═══ INPUT ═══

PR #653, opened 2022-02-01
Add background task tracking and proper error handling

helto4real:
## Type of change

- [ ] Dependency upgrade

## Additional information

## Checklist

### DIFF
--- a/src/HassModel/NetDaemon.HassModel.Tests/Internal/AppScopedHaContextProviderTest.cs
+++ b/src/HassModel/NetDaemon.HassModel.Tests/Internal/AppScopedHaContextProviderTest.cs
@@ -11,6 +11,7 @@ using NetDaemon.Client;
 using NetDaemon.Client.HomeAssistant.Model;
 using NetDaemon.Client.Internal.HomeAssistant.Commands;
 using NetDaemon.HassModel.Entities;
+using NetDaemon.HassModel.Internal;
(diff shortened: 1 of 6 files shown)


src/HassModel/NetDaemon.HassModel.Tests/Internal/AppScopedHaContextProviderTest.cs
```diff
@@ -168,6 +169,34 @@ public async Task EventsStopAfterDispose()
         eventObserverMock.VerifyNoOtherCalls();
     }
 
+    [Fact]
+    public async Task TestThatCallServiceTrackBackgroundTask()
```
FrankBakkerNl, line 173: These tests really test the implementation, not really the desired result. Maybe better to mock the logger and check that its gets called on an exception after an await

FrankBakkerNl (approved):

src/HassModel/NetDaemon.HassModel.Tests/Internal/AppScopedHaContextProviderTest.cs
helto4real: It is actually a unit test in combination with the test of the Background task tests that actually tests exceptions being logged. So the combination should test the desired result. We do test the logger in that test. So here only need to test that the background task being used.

═══

## PROBLEM TO SOLVE:
Pick out the lines above containing the word "desired", then copy them.

## RESPONSE BELOW:
FrankBakkerNl, line 173: These tests really test the implementation, not really the desired result. Maybe better to mock the logger and check that its gets called on an exception after an await
helto4real: It is actually a unit test in combination with the test of the Background task tests that actually tests exceptions being logged. So the combination should test the desired result. We do test the logger in that test. So here only need to test that the background task being used.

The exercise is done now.